PROBLEM REQUIREMENTS: The answer must consist of every record below, transcribed exactly.

:: DATA UNDER STUDY

PR #119, opened 2021-08-24
Refactor quadreg

zsteve:
Refactored `quadreg` to follow the conventions introduced for entropy-regularised OT. 

This PR introduces `QuadraticOT` as a base problem type, with an associated solver `QuadraticOTSolver`. The method of Lorenz et al. (2019) is re-implemented as the algorithm `QuadraticOTNewton`. 

The implementation of `solve!` currently relies on two functions `descent_dir!` and `descent_step!`, which respectively compute the descent direction (in terms of the dual variables `u, v`) and perform the descent step (currently following the Armijo step size rule in the Lorenz paper). This is actually quite general, and an alternative approach could be to rename `QuadraticOT` to a `RegularizedOT`  type for optimal transport problems with arbitrary regularizer. 

The previous implementation of `quadreg` relied on sparse matrices from `SparseArrays`, but passed between dense and sparse matrices repeatedly since transposes needed to be computed. The implementation in this PR uses dense matrices.

This could be implemented in future, but may also mean more work, since `Sinkhorn` maybe should then also inherit from `RegularizedOT`.


src/quadratic_newton.jl
```diff
@@ -0,0 +1,217 @@
+
+"""
+    Semi-smooth Newton method (Algorithm 2 of Lorenz et al. 2019) for solving quadratically regularised optimal transport
+
+    See also: [`QuadraticOTNewton`](@ref), [`quadreg`](@ref)
+
+    # References
+    
+    Lorenz, Dirk A., Paul Manns, and Christian Meyer. [Quadratically regularized optimal transport.](https://doi.org/10.1007/s00245-019-09614-w) Applied Mathematics & Optimization 83.3 (2021): 1919-1949.
```
devmotion, line 9:
```suggestion
See also: [`QuadraticOTNewton`](@ref), [`quadreg`](@ref)

# References
    
Lorenz, Dirk A., Paul Manns, and Christian Meyer. [Quadratically regularized optimal transport.](https://doi.org/10.1007/s00245-019-09614-w) Applied Mathematics & Optimization 83.3 (2021): 1919-1949.
```

src/quadratic_newton.jl
```diff
@@ -0,0 +1,217 @@
...
+    κ::K
+    δ::D
+end
+
+"""
+    QuadraticOTNewton(θ = 0.1, κ = 0.5, δ = 1e-5)
+
+    Semi-smooth Newton method (Algorithm 2 of Lorenz et al. 2019) with Armijo parameters `θ` and `κ`, and conjugate gradient regularisation `δ`. 
+    
+    See also: [`QuadraticOTNewton`](@ref), [`quadreg`](@ref)
```
devmotion, line 22:
```suggestion
Semi-smooth Newton method (Algorithm 2 of Lorenz et al. 2019) with Armijo parameters `θ` and `κ`, and conjugate gradient regularisation `δ`. 

See also: [`QuadraticOTNewton`](@ref), [`quadreg`](@ref)
```

src/quadratic_newton.jl
```diff
@@ -0,0 +1,217 @@
...
+"""
+function QuadraticOTNewton(θ=0.1, κ=0.5, δ=1e-5)
```
devmotion, line 24: Did you want to write
```suggestion
function QuadraticOTNewton(; θ=0.1, κ=0.5, δ=1e-5)
```
? Currently this leads to a stack overflow if all values are specified.

src/quadratic_newton.jl
```diff
@@ -0,0 +1,217 @@
...
+    G = cache.G
+    x = cache.x
+    M = cache.M
+    N = cache.N
+    # Armijo parameters
+    δ = solver.alg.δ
+
+    # setup intermediate variables 
+    @. γ = u + v' - C
+    @. σ = ifelse(γ ≥ 0, 1, 0)
```
devmotion, line 110: Do we need integers here? I.e., could we use
```suggestion
    @. σ = γ ≥ 0
```
?

src/quadratic_newton.jl
```diff
@@ -0,0 +1,217 @@
...
+    @. γ = NNlib.relu(γ) / eps
+
+    # setup kernel matrix G
+    G[diagind(G)[1:M]] .= vec(sum(σ; dims=2))
+    G[diagind(G)[(M + 1):end]] .= vec(sum(σ; dims=1))
+    G[1:M, (M + 1):end] .= σ
+    G[(M + 1):end, 1:M] .= σ'
+    G[diagind(G)] .+= δ # regularise cg
```
devmotion, line 118: The indexing means it does not work with GPUs (or only very slowly)?

src/quadratic_newton.jl
```diff
@@ -0,0 +1,217 @@
...
+    δv = cache.δv
+    γ = cache.γ
+
+    # Armijo parameters
+    θ = solver.alg.θ
+    κ = solver.alg.κ
+
+    # dual objective 
+    function Φ(u, v, μ, ν, C, ε)
+        return 0.5 * norm(NNlib.relu.(u .+ v' .- C))^2 - ε * dot(μ, u) - ε * dot(ν, v)
```
devmotion, line 147: Should avoid hardcoded Float64 literals:
```suggestion
        return norm(NNlib.relu.(u .+ v' .- C))^2 / 2 - ε * dot(μ, u) - ε * dot(ν, v)
```

src/quadratic_newton.jl
zsteve: My bad, yes you're right!

src/quadratic_newton.jl
zsteve: You're right, I think mainly the `diagind` is a problem here. Can use `G[1:M, 1:M] = Diagonal(...)`.

zsteve: N.B. at least for this particular algorithm the # of iterations is much smaller than e.g. with Sinkhorn. I've set the `maxiter=100` by default from playing around with numerical examples.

::::

WORKED SOLUTION:
PR #119, opened 2021-08-24
Refactor quadreg

zsteve:
Refactored `quadreg` to follow the conventions introduced for entropy-regularised OT. 

This PR introduces `QuadraticOT` as a base problem type, with an associated solver `QuadraticOTSolver`. The method of Lorenz et al. (2019) is re-implemented as the algorithm `QuadraticOTNewton`. 

The implementation of `solve!` currently relies on two functions `descent_dir!` and `descent_step!`, which respectively compute the descent direction (in terms of the dual variables `u, v`) and perform the descent step (currently following the Armijo step size rule in the Lorenz paper). This is actually quite general, and an alternative approach could be to rename `QuadraticOT` to a `RegularizedOT`  type for optimal transport problems with arbitrary regularizer. 

The previous implementation of `quadreg` relied on sparse matrices from `SparseArrays`, but passed between dense and sparse matrices repeatedly since transposes needed to be computed. The implementation in this PR uses dense matrices.

This could be implemented in future, but may also mean more work, since `Sinkhorn` maybe should then also inherit from `RegularizedOT`.


src/quadratic_newton.jl
```diff
@@ -0,0 +1,217 @@
+
+"""
+    Semi-smooth Newton method (Algorithm 2 of Lorenz et al. 2019) for solving quadratically regularised optimal transport
+
+    See also: [`QuadraticOTNewton`](@ref), [`quadreg`](@ref)
+
+    # References
+    
+    Lorenz, Dirk A., Paul Manns, and Christian Meyer. [Quadratically regularized optimal transport.](https://doi.org/10.1007/s00245-019-09614-w) Applied Mathematics & Optimization 83.3 (2021): 1919-1949.
```
devmotion, line 9:
```suggestion
See also: [`QuadraticOTNewton`](@ref), [`quadreg`](@ref)

# References
    
Lorenz, Dirk A., Paul Manns, and Christian Meyer. [Quadratically regularized optimal transport.](https://doi.org/10.1007/s00245-019-09614-w) Applied Mathematics & Optimization 83.3 (2021): 1919-1949.
```

src/quadratic_newton.jl
```diff
@@ -0,0 +1,217 @@
...
+    κ::K
+    δ::D
+end
+
+"""
+    QuadraticOTNewton(θ = 0.1, κ = 0.5, δ = 1e-5)
+
+    Semi-smooth Newton method (Algorithm 2 of Lorenz et al. 2019) with Armijo parameters `θ` and `κ`, and conjugate gradient regularisation `δ`. 
+    
+    See also: [`QuadraticOTNewton`](@ref), [`quadreg`](@ref)
```
devmotion, line 22:
```suggestion
Semi-smooth Newton method (Algorithm 2 of Lorenz et al. 2019) with Armijo parameters `θ` and `κ`, and conjugate gradient regularisation `δ`. 

See also: [`QuadraticOTNewton`](@ref), [`quadreg`](@ref)
```

src/quadratic_newton.jl
```diff
@@ -0,0 +1,217 @@
...
+"""
+function QuadraticOTNewton(θ=0.1, κ=0.5, δ=1e-5)
```
devmotion, line 24: Did you want to write
```suggestion
function QuadraticOTNewton(; θ=0.1, κ=0.5, δ=1e-5)
```
? Currently this leads to a stack overflow if all values are specified.

src/quadratic_newton.jl
```diff
@@ -0,0 +1,217 @@
...
+    G = cache.G
+    x = cache.x
+    M = cache.M
+    N = cache.N
+    # Armijo parameters
+    δ = solver.alg.δ
+
+    # setup intermediate variables 
+    @. γ = u + v' - C
+    @. σ = ifelse(γ ≥ 0, 1, 0)
```
devmotion, line 110: Do we need integers here? I.e., could we use
```suggestion
    @. σ = γ ≥ 0
```
?

src/quadratic_newton.jl
```diff
@@ -0,0 +1,217 @@
...
+    @. γ = NNlib.relu(γ) / eps
+
+    # setup kernel matrix G
+    G[diagind(G)[1:M]] .= vec(sum(σ; dims=2))
+    G[diagind(G)[(M + 1):end]] .= vec(sum(σ; dims=1))
+    G[1:M, (M + 1):end] .= σ
+    G[(M + 1):end, 1:M] .= σ'
+    G[diagind(G)] .+= δ # regularise cg
```
devmotion, line 118: The indexing means it does not work with GPUs (or only very slowly)?

src/quadratic_newton.jl
```diff
@@ -0,0 +1,217 @@
...
+    δv = cache.δv
+    γ = cache.γ
+
+    # Armijo parameters
+    θ = solver.alg.θ
+    κ = solver.alg.κ
+
+    # dual objective 
+    function Φ(u, v, μ, ν, C, ε)
+        return 0.5 * norm(NNlib.relu.(u .+ v' .- C))^2 - ε * dot(μ, u) - ε * dot(ν, v)
```
devmotion, line 147: Should avoid hardcoded Float64 literals:
```suggestion
        return norm(NNlib.relu.(u .+ v' .- C))^2 / 2 - ε * dot(μ, u) - ε * dot(ν, v)
```

src/quadratic_newton.jl
zsteve: My bad, yes you're right!

src/quadratic_newton.jl
zsteve: You're right, I think mainly the `diagind` is a problem here. Can use `G[1:M, 1:M] = Diagonal(...)`.

zsteve: N.B. at least for this particular algorithm the # of iterations is much smaller than e.g. with Sinkhorn. I've set the `maxiter=100` by default from playing around with numerical examples.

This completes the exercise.